Dengan melihat ayat-ayat Al Quran, hadis-hadis Nabi Muhammad Saw dan para Imam Ahlul Bait, juga pernyataan-pernyataan para ulama di atas, dapat kita simpulkan bahwa masalah syafaat termasuk dari serangkaian permasalahan yang telah diterima dan diyakini oleh mayoritas kaum muslimin dari berbagai mazhab yang berbeda. Meski demikian, tidak dapat kita pungkiri adanya perselisihan di kalangan para ulama mengenai makna syafaat.
Berbeda dengan pendapat para ulama di atas, kelompok Mu’tazilah menolak konsep syafaat. Abul Hasan Al-Khayyath, salah seorang tokoh kelompok ini, saat menafsirkan ayat berikut ini,
أفمن حقّ عليه كلمة العذاب أفأنت تنقذ من في النار …
“Apakah (engkau hendak merubah nasib) orang yang telah pasti akan disiksa? Apakah engkau akan menyelamatkan orang yang berada di dalam neraka?” (QS. Az-Zumar: 19).
mengatakan,
“Ayat ini dengan jelas menyatakan bahwa Rasulullah Saw tidak mungkin dapat menyelamatkan orang yang sudah pasti masuk ke dalam api neraka….”

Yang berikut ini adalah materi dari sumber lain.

PR #73, opened 2024-04-02
Flagging

AlecThomson:
Adds a flagging summary sub-plot to the overall summary plot.

I've also made some small tweaks to catch brittle errors that arise when using test data (i.e. where some values are `None`). We may want to add some extra data to the test directory so that the full summaries can be generated for a test run.

### DIFF
--- a/.gitignore
+++ b/.gitignore
@@ -126,4 +126,5 @@ dmypy.json
 
 #
 flint/data/tests/*.ms
-flint/tests/*.csv
+tests/*.csv
+tests/*.png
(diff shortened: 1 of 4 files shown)


AlecThomson:
Here's an example of the new plot format
validation_39400-RACS_0635-31

tjgalvin:
All of this looks reasonable to me. 

The only major issue I see is that some formatting should go into the legend of the flagging figure. I think it will very quickly cover the field image when all 36 beams are inspected.

tjgalvin:
@AlecThomson  - I have added some small tweaks. Do you have any thoughts? I am just going to yolo it otherwise

AlecThomson:
LGTM. Do you have a demo of the new plot?

tjgalvin:
No, hence the yolo'ing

Syeikh Mufid dalam menjawab pernyataan tersebut mengatakan,
“Semua orang yang menerima konsep syafaat tidak pernah mengklaim bahwa Rasulullah Saw dapat menyelamatkan orang yang berada di neraka. Mereka hanya mengatakan bahwa Allahlah yang menyelamatkan orang tersebut dari siksaan-Nya sebagai penghormatan atas Nabi Saw dan keluarganya yang suci (yang memberinya syafaat). Di sisi lain, para mufassir (ahli tafsir Al Quran) berpendapat bahwa yang dimaksud oleh ayat ini dengan “mereka yang pasti masuk neraka” adalah kaum kafir, dan dalam pembahasan-pembahasan yang lalu telah dijelaskan bahwa Nabi Saw tidak akan memberikan syafaatnya kepada mereka.”[9]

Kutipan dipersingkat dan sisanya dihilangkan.